Но на самом деле не слушала. Ее внимание было обращено к тому, что происходило в соседней комнате. Оксана Федоровна напоминала героев фильма «Солярис», которые, разговаривая с прилетевшим на станцию Банионисом, все время косились в сторону своих жилищ, где завелась чертовщина.
Чертовщина Оксаны Федоровны появилась в дверях, не успел Антон рта открыть. Пацан лет десяти.
– У меня задача не сходится! – объявил он, с интересом разглядывая Антона.
– Я тебе покажу «не сходится»! – закричала Оксана Федоровна. – У тебя всегда «не сходится», изверг! Иди решай!
– Сын? – грубо польстил Антон, когда мальчишка скрылся.
– Внук.
Вопрос Оксане Федоровне понравился. Как всякой бабушке, ей нравилось, когда ее принимали за мать. Хотя Оксану Федоровну можно было принять только за мать, родившую после пенсии. Оксана Федоровна улыбнулась, и сразу стало ясно, что она относится к тем крикливым и шумным женщинам, которые клянут детей или внуков, но на поверку души в них не чают.
– Так что вы мне хотели сказать?
– Антон.
– Да, Антон?
– К сожалению, я должен сообщить, что Игнат Владимирович умер.

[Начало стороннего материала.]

PR #2852, opened 2019-08-23
Enable `hint-scoped-svg-styles` in default configuration

jaspreet57:
## Pull request checklist

Make sure you:

Enabling `hint-scoped-svg-styles` and `private: true` removed from the hint.

### DIFF
--- a/packages/configuration-development/index.json
+++ b/packages/configuration-development/index.json
@@ -21,6 +21,7 @@
         "meta-viewport": "error",
         "no-bom": "error",
         "no-protocol-relative-urls": "error",
+        "scoped-svg-styles": "error",
         "sri": "error",
         "typescript-config/consistent-casing": "error",
         "typescript-config/import-helpers": "error",
--- a/packages/configuration-development/package.json
+++ b/packages/configuration-development/package.json
@@ -15,6 +15,7 @@
     "@hint/hint-meta-viewport": "^4.1.3",
     "@hint/hint-no-bom": "^4.1.3",
     "@hint/hint-no-protocol-relative-urls": "^2.3.3",
+    "@hint/hint-scoped-svg-styles": "^1.0.0",
     "@hint/hint-sri": "^3.2.3",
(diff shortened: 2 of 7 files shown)


jaspreet57:
@antross Should I require to push `private: true` removal change first?

I think build failure is because this `hint` is not published yet.. Could you please check once.

antross:
Ah, actually these failures appear to be due to the webpack build for the browser extension pulling in more packages than we want it to. This happens because we still compile to the `node` modules format so we don't benefit from tree shaking yet. To work around that we'll need to update some of the `import` statements in your new hint to be more scoped to help webpack out. I'll look through and flag the ones I see.

antross:
Looks like it's just the `debug` method from `@hint/utils`. `HTMLElement` is only used as a type so it gets stripped automatically after the TypeScript build runs, but still wouldn't hurt to use a scoped import for it too.
https://github.com/webhintio/hint/blob/3aba15082be60e6f1a5743850901227751ff1a8b/packages/hint-scoped-svg-styles/src/hint.ts#L7

```diff
- import { debug as d, HTMLElement } from '@hint/utils';
+ import { debug as d } from '@hint/utils/dist/src/debug';
+ import { HTMLElement } from '@hint/utils/dist/src/dom/html';
```

jaspreet57:
> Looks like it's just the `debug` method from `@hint/utils`. `HTMLElement` is only used as a type so it gets stripped automatically after the TypeScript build runs, but still wouldn't hurt to use a scoped import for it too.
> https://github.com/webhintio/hint/blob/3aba15082be60e6f1a5743850901227751ff1a8b/packages/hint-scoped-svg-styles/src/hint.ts#L7
> 
> ```diff
> - import { debug as d, HTMLElement } from '@hint/utils';
> + import { debug as d } from '@hint/utils/dist/src/debug';
> + import { HTMLElement } from '@hint/utils/dist/src/dom/html';
> ```

Thanks @antross. I have changed it.

PR #2893, opened 2019-08-30
Fix: Using `formatter-stylish` in CI by default.

### LINKED ISSUE #2892: [Feature] Improve logging in CI
Right now, we are using `formatter-summary` by default for the configurations. This formatter only says what "needs to be fixed" but not where.

During today's retrospective we agree that we should give more information by default in CI.

Even if the user is able to use its own configuration, the idea is to offer to the user more information by default.

To achieve this we have at least two options:

1. Check if we are in CI and set by default another formatter like `stylish`.
1. Modify the configurations to use `stylish` instead of `summary`.

I'm saying `stylish` but we can use any other. (But I prefer stylish :P)

sarvaje:
Fix #2892

## Pull request checklist

Make sure you:

### DIFF
--- a/packages/hint/package.json
+++ b/packages/hint/package.json
@@ -74,8 +74,7 @@
   },
   "optionalDependencies": {
     "@hint/configuration-development": "^7.1.0",
-    "@hint/configuration-web-recommended": "^7.1.0",
-    "@hint/formatter-stylish": "^3.1.5"
+    "@hint/configuration-web-recommended": "^7.1.0"
   },
   "repository": {
     "directory": "packages/hint",
--- a/packages/hint/package.json
+++ b/packages/hint/package.json
@@ -73,8 +73,9 @@
     "extends": "../../.nycrc"
   },
   "optionalDependencies": {
-    "@hint/configuration-development": "^7.0.3",
-    "@hint/configuration-web-recommended": "^7.0.3"
+    "@hint/configuration-development": "^7.1.0",
+    "@hint/configuration-web-recommended": "^7.1.0",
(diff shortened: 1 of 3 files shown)


molant:
@antross can you please open an issue to discuss that? Probably part of the next version discussion we should have.

antross:
@sarvaje want to add the test case @molant suggested so we can unblock and merge this PR?

sarvaje:
ok

sarvaje:
I'm taking a look to the code and that test case is already there:
https://github.com/webhintio/hint/pull/2893/files#diff-41369f12d00e1d73e14241156907f6ffR207
https://github.com/webhintio/hint/pull/2893/files#diff-41369f12d00e1d73e14241156907f6ffR207

antross:
@sarvaje maybe I'm missing something, but I don't see a test that validates it only uses `html` and `summary` when *NOT* in CI...

sarvaje:
no literally, but we are checking that the configuration is { extends: ["web-recommended"]} and {extends: ["development"]}

molant:
It's weird to me that we have a test to check the formatters in one environment and not another.

sarvaje:
The test is there, if it is not CI, the configuration is { extends: ["web-recommended"]} if it is in CI, the configuration is {extends: ["web-recommended"], formatters: ["stylish", "html"]}

If we are not in CI, the property formatter is not initialized and we are using whatever comes from the extends.

sarvaje:
I can't check the property formatter, because when I'm not in CI, I only use the extends. And I don't think we should test here what the extends has by default.

molant:
OK, then 👍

Заказчица не предупредила, можно ли открывать интервьюируемым женщинам факт смерти Куститского при драматических обстоятельствах. Антон специально не уточнял, ведь чума в Африке и яма с известью могли произвести шокирующее впечатление и сделать дам разговорчивее. Он в красках описал преждевременную гибель Игната Владимировича за тысячи верст от родной земли.
– Ай-я-я-я-яй! – сочувственно мотала головой Оксана Федоровна.
Она сморщилась, точно желая выдавить слезу, но скорбь ее была неискренней. Так на похоронах часто можно увидеть людей, по сути равнодушных к чужому горю, но пришедших отдать долг памяти: периодически они надевают на лицо маску скорби, а через минуту на их лицах уже отражаются раздумья о собственных проблемах.